(Saved entries)
- - -
PR #2777, opened 2025-03-19
perf: memoize blobs requests in the request scope

pieh:
## Description

If site is doing multiple fetches with data caching enabled or is calling method wrapped in `unstable_cache`  resulting in same cache key multiple times to render single page - we currently are repeatedly calling `blobStore.get` for each of the repeated use.

This PR looks to add memoization of those calls scoped to concrete request. We don't want to memoize them globally due to distributed nature of serverless with potentially many instances running at the same time, each holding different potentially state, but we should be able to safely memoize blobs call while handling same request. This also allow for reading it's own writes within scope of same request handling.

This PR also replace similar handling we already had for tag manifests with more generic one shared for all blobs operations.

## Tests

- Added fetch specific integration test asserting we only fetch same thing from blobs once per request
- Added memoized blob store unit tests
- We already did have tests specific to tag manifests that I will not change, but they should continue to pass ( for example https://github.com/opennextjs/opennextjs-netlify/blob/8675b3ecf40f0e8f79ad68737e9435d36ede3f3f/tests/integration/revalidate-path.test.ts#L77-L81 )

https://linear.app/netlify/issue/FRB-1629/intermittent-proxy-timeouts-on-runtime-v594


src/run/regional-blob-store.cts
```diff
@@ -1,8 +1,23 @@
...
+const NullValue = Symbol.for('null-value')
+type BlobLRUCache = LRUCache<string, BlobType | typeof NullValue | Promise<BlobType | null>>
 
 const FETCH_BEFORE_NEXT_PATCHED_IT = Symbol.for('nf-not-patched-fetch')
+const IN_MEMORY_CACHE_MAX_SIZE = Symbol.for('nf-in-memory-cache-max-size')
+const IN_MEMORY_LRU_CACHE = Symbol.for('nf-in-memory-lru-cache')
 const extendedGlobalThis = globalThis as typeof globalThis & {
   [FETCH_BEFORE_NEXT_PATCHED_IT]?: typeof globalThis.fetch
+  [IN_MEMORY_CACHE_MAX_SIZE]?: number
+  [IN_MEMORY_LRU_CACHE]?: BlobLRUCache | null
```
mrstork, line 20: Move `noOpInMemoryCache` here? Instead of `null`?

src/run/regional-blob-store.cts
```diff
@@ -53,10 +68,131 @@ const fetchBeforeNextPatchedItFallback = forceOptOutOfUsingDataCache(
...
+  if (typeof extendedGlobalThis[IN_MEMORY_LRU_CACHE] === 'undefined') {
+    const maxSize =
+      typeof extendedGlobalThis[IN_MEMORY_CACHE_MAX_SIZE] === 'number'
+        ? extendedGlobalThis[IN_MEMORY_CACHE_MAX_SIZE]
+        : DEFAULT_FALLBACK_MAX_SIZE
+
+    extendedGlobalThis[IN_MEMORY_LRU_CACHE] =
+      maxSize === 0
+        ? null // if user sets 0 in their config, we should honor that and not use in-memory cache
+        : new LRUCache<string, BlobType | typeof NullValue | Promise<BlobType | null>>({
```
mrstork, line 95: Is `LRUCache` a lot better than just using `{}` for example?

src/run/regional-blob-store.cts
```diff
@@ -53,10 +68,131 @@ const fetchBeforeNextPatchedItFallback = forceOptOutOfUsingDataCache(
...
+    },
+  }
+}
+
+const encodeBlobKey = async (key: string) => {
+  const { encodeBlobKey: encodeBlobKeyImpl } = await import('../shared/blobkey.js')
+  return await encodeBlobKeyImpl(key)
+}
+
+export const getMemoizedKeyValueStoreBackedByRegionalBlobStore = (
```
mrstork, line 151: This looks like a whole other feature, potentially should be in another PR?

src/run/handlers/cache.cts
```diff
@@ -492,7 +465,8 @@ export class NetlifyCacheHandler implements CacheHandlerForMultipleVersions {
   }
 
   resetRequestCache() {
```
mrstork, line 467: Now that it's a no-op, are we free to remove this function or does next still call this?

src/run/regional-blob-store.cts
```diff
@@ -53,10 +68,131 @@ const fetchBeforeNextPatchedItFallback = forceOptOutOfUsingDataCache(
...
+const noOpInMemoryCache: RequestSpecificInMemoryCache = {
+  get(): undefined {
+    // no-op
+  },
+  set() {
+    // no-op
+  },
+}
+
+const getRequestSpecificInMemoryCache = (): RequestSpecificInMemoryCache => {
```
mrstork, line 120: This looks like a interface/wrapper around LRUCache, should we pop this in another file? Perhaps `in-memory-cache.cts`?

src/shared/cache-types.cts
```diff
@@ -154,3 +158,60 @@ export type CacheHandlerForMultipleVersions = BaseCacheHandlerForMultipleVersion
...
+  isFallback: boolean
+}
+
+export type BlobType = NetlifyCacheHandlerValue | TagManifest | HtmlBlob
+
+const isTagManifest = (value: BlobType): value is TagManifest => {
+  return false
+}
+
+const isHtmlBlob = (value: BlobType): value is HtmlBlob => {
```
mrstork, line 175: This looks like it belongs in another file as it is not a "cache type"

src/shared/cache-types.cts
```diff
@@ -154,3 +158,60 @@ export type CacheHandlerForMultipleVersions = BaseCacheHandlerForMultipleVersion
...
+  return false
+}
+
+export const estimateBlobSize = (valueToStore: BlobType | null | Promise<unknown>): number => {
```
mrstork, line 179: Same here, this is not a "cache type" so I think we should put this in a different file

src/shared/cache-types.cts
```diff
@@ -154,3 +158,60 @@ export type CacheHandlerForMultipleVersions = BaseCacheHandlerForMultipleVersion
...
+  // very approximate size calculation to avoid expensive exact size calculation
+  // inspired by https://github.com/vercel/next.js/blob/ed10f7ed0246fcc763194197eb9beebcbd063162/packages/next/src/server/lib/incremental-cache/file-system-cache.ts#L60-L79
+  if (valueToStore === null || isPromise(valueToStore) || isTagManifest(valueToStore)) {
+    return 25
+  }
+  if (isHtmlBlob(valueToStore)) {
```
mrstork, line 185: I might be reading the function incorrectly, but it seems like `isHtmlBlob` always returns false

src/run/handlers/tracer.cts
```diff
@@ -89,3 +89,16 @@ export function getTracer(): RuntimeTracer {
 
   return tracer
 }
+
+export function recordWarning(warning: Error, span?: Span) {
```
mrstork, line 93: `getCacheKeySpan` looked to be non-nullable, can we make `span` non-nullable here as well?

src/run/regional-blob-store.cts
```diff
@@ -1,8 +1,23 @@
...
+import { getRequestContext } from './handlers/request-context.cjs'
+import { getTracer } from './handlers/tracer.cjs'
+
+// lru-cache types don't like using `null` for values, so we use a symbol to represent it and do conversion
+// so it doesn't leak outside
+const NullValue = Symbol.for('null-value')
+type BlobLRUCache = LRUCache<string, BlobType | typeof NullValue | Promise<BlobType | null>>
 
 const FETCH_BEFORE_NEXT_PATCHED_IT = Symbol.for('nf-not-patched-fetch')
+const IN_MEMORY_CACHE_MAX_SIZE = Symbol.for('nf-in-memory-cache-max-size')
```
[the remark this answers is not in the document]
pieh: Customer wouldn't use this directly. Idea was to honor actual `next.config.js` setting https://nextjs.org/docs/app/api-reference/config/next-config-js/incrementalCacheHandlerPath (`cacheMaxMemorySize` one) that I do wire up here - https://github.com/opennextjs/opennextjs-netlify/blob/41bca906f838cc7fb1e45ea722db75826422b92e/src/run/config.ts#L53-L56

Note checking 2 settings because https://github.com/vercel/next.js/pull/57953 landed in 14.1.0 that moved experimental one into stable (and renamed it)

src/run/regional-blob-store.cts
pieh: `LRUCache` ensures some limits, so that lambda that stays warm for a long time doesn't suddenly OOM. The memory/size is not exact (hence naming of `estimate` for the size calculation) and should be thought more as "ballpark" values.

If we don't use `LRUCache` - we'd need to come up with some other mechanism to manage in-memory pruning, but I don't think it's worth doing given how battle-tested `lru-cache` package is (with 200 million downloads a wek).

Lastly - default implementation for self-hosted Next.js also uses LRUCache for its in-memory cache (size calculation was inspired by how it's used in that default implementation)

src/run/regional-blob-store.cts
```diff
@@ -53,10 +68,131 @@ const fetchBeforeNextPatchedItFallback = forceOptOutOfUsingDataCache(
...
+            maxSize,
+            sizeCalculation: (valueToStore) => {
+              return estimateBlobSize(valueToStore === NullValue ? null : valueToStore)
+            },
+          })
+  }
+  return extendedGlobalThis[IN_MEMORY_LRU_CACHE]
+}
+
+interface RequestSpecificInMemoryCache {
```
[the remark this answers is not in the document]
pieh: Yeah, naming is hard - I will use one of suggestions

src/run/regional-blob-store.cts
pieh: Good idea!

src/run/handlers/tracer.cts
pieh: https://github.com/opennextjs/opennextjs-netlify/blob/41bca906f838cc7fb1e45ea722db75826422b92e/src/shared/cache-types.cts#L210-L214 this call doesn't have access to `span` to pass it, so that's why I made it optional.

Generally preferably we do pass span explicitly instead of getting "active span", because it's more stable on which span things would be recorded, but it's better to record at all than skip recording because we don't have reference to a span.

Alternative could be to make above linked code get active span and then make `span` here non-nullable, but I did want to simplify usage of it, but would be fine making that change (less "magic")

src/shared/cache-types.cts
pieh: Ops, yes - this is actually missing - thanks for spotting. This would result in getting into fallback and produce warnings (tho things would work)

src/run/regional-blob-store.cts
mrstork: In general I will always lean towards single-focus PRs, but let's leave things as they are this time around as your explanation gives enough context for me to review here.

src/shared/cache-types.cts
pieh: Yeah, this is more of possible value that is being stored in blobs, but not exactly cache type. TagManifest is also same way, because it's also not really a cache type (it's not comming from next.js - it's our custom handling for tracking tag invalidations).

src/run/regional-blob-store.cts
mrstork: I realized these are types, but the intention of my comment still sort of stands. Can we try to have these be non-nullable if possible?

pieh: `noOpInMemoryCache` is not implementing same interface as `BlobLRUCache` so it couldn't be used here. To make it non-nullable I would need to create a shim class that implements `LRUCache` interface and this doesn't seem worth doing and maintaing to get rid of `null` case to me?

src/run/regional-blob-store.cts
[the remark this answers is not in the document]
pieh: Renamed to `RequestScopedInMemoryCache` in https://github.com/opennextjs/opennextjs-netlify/pull/2777/commits/42977edfb101276ccb4dcd30144000e4f5aac210

src/run/regional-blob-store.cts
pieh: I did a "refactor" in https://github.com/opennextjs/opennextjs-netlify/pull/2777/commits/cff9f73dfefce8feb047e3177251c9b48d6b8f4c that did few things:

1. I did create `run/storage` directory to not pollute `run` with "implementation details" of storage handling
2. There is "public" module `run/storage/storage.ts` that is meant to be used everywhere and other modules in `run/storage` should not be imported directly outside of `storage` directory to not leak abstractions/implementation details (added eslint rule for that)
3. `regional-blob-store.cts` is now exactly as it is in `main` branch - it was just moved (with adjusted import paths only) - this now is not meant to be used directly because it's considered implementation detail
4. created `request-scoped-in-memory-cache.cts` and moved details of in-memory handling there (this is also implementation detail not meant to be used directly outside of `run/storage`)

Hopefully this splits concerns reasonably well, making modules rather small and hopefully easier to digest and provide some boundaries between concerns with standard import/export contract

src/shared/cache-types.cts
pieh: Did some shuffling in https://github.com/opennextjs/opennextjs-netlify/pull/2777/commits/ca233efee8b35879bfeeaf491138f380bbe3a642 - i did create sibling module `blob-types` and moved those non Next.js CacheHandler related types and type guards there. Actually fixing type guards ( https://github.com/opennextjs/opennextjs-netlify/pull/2777#discussion_r2014445442 ) will be done in separate commit

The main thing with this move to me was question about `estimateBlobSize` and wether this should be in this new module or it should be in the `in-memory` module, but decided to move it to `in-memory` module because size is only concern/detail of `in-memory` cache and not shared anywhere else (at least not right now). Maybe it could have it's own module, but to me over-modularizing make things less readable when you have to jump too much between different modules 🤷

src/shared/cache-types.cts
pieh: See https://github.com/opennextjs/opennextjs-netlify/pull/2777#discussion_r2016264366

src/shared/cache-types.cts
pieh: Hopeffully fixed in https://github.com/opennextjs/opennextjs-netlify/pull/2777/commits/578fbc54fb33f29febea2bf770af713e817c19b9 with some added unit tests

src/run/handlers/tracer.cts
pieh: I did attempt the alternative but to me it moved to much tracing related logic and checks to module that doesn't already have reference to containing span I mentioned above and concern of finding active span seems much more in `tracer.cts` module than modules that might want to record warnings, so I'd prefer to keep the signature of this function as it is

src/run/storage/request-scoped-in-memory-cache.cts
```diff
@@ -0,0 +1,108 @@
...
+// lru-cache types don't like using `null` for values, so we use a symbol to represent it and do conversion
+// so it doesn't leak outside
+const NullValue = Symbol.for('null-value')
+type BlobLRUCache = LRUCache<string, BlobType | typeof NullValue | Promise<BlobType | null>>
+
+const IN_MEMORY_CACHE_MAX_SIZE = Symbol.for('nf-in-memory-cache-max-size')
+const IN_MEMORY_LRU_CACHE = Symbol.for('nf-in-memory-lru-cache')
+const extendedGlobalThis = globalThis as typeof globalThis & {
+  [IN_MEMORY_CACHE_MAX_SIZE]?: number
+  [IN_MEMORY_LRU_CACHE]?: BlobLRUCache | null
```
mrstork, line 18: Noting that we're using three types here `BlobLRUCache | null | undefined`

src/run/storage/request-scoped-in-memory-cache.cts
```diff
@@ -0,0 +1,108 @@
...
+            sizeCalculation: (valueToStore) => {
+              return estimateBlobSize(valueToStore === NullValue ? null : valueToStore)
+            },
+          })
+  }
+  return extendedGlobalThis[IN_MEMORY_LRU_CACHE]
+}
+
+interface RequestScopedInMemoryCache {
+  get(key: string): BlobType | null | Promise<BlobType | null> | undefined
```
mrstork, line 90: Noting here that we're using `undefined` and `null` as distinctly different values

src/run/storage/storage.cts
```diff
@@ -0,0 +1,68 @@
...
+  const store = getRegionalBlobStore(...args)
+  const tracer = getTracer()
+
+  return {
+    async get<T extends BlobType>(key: string, otelSpanTitle: string): Promise<T | null> {
+      const inMemoryCache = getRequestScopedInMemoryCache()
+
+      const memoizedValue = inMemoryCache.get(key)
+      if (typeof memoizedValue !== 'undefined') {
+        return memoizedValue as T | null | Promise<T | null>
```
- - -
• _Task description_
Where the word "doesn" shows up in a line of the entries above, copy that line.

• _Response area_
+// so it doesn't leak outside
pieh: `LRUCache` ensures some limits, so that lambda that stays warm for a long time doesn't suddenly OOM. The memory/size is not exact (hence naming of `estimate` for the size calculation) and should be thought more as "ballpark" values.
pieh: https://github.com/opennextjs/opennextjs-netlify/blob/41bca906f838cc7fb1e45ea722db75826422b92e/src/shared/cache-types.cts#L210-L214 this call doesn't have access to `span` to pass it, so that's why I made it optional.
pieh: `noOpInMemoryCache` is not implementing same interface as `BlobLRUCache` so it couldn't be used here. To make it non-nullable I would need to create a shim class that implements `LRUCache` interface and this doesn't seem worth doing and maintaing to get rid of `null` case to me?
pieh: I did attempt the alternative but to me it moved to much tracing related logic and checks to module that doesn't already have reference to containing span I mentioned above and concern of finding active span seems much more in `tracer.cts` module than modules that might want to record warnings, so I'd prefer to keep the signature of this function as it is
+// so it doesn't leak outside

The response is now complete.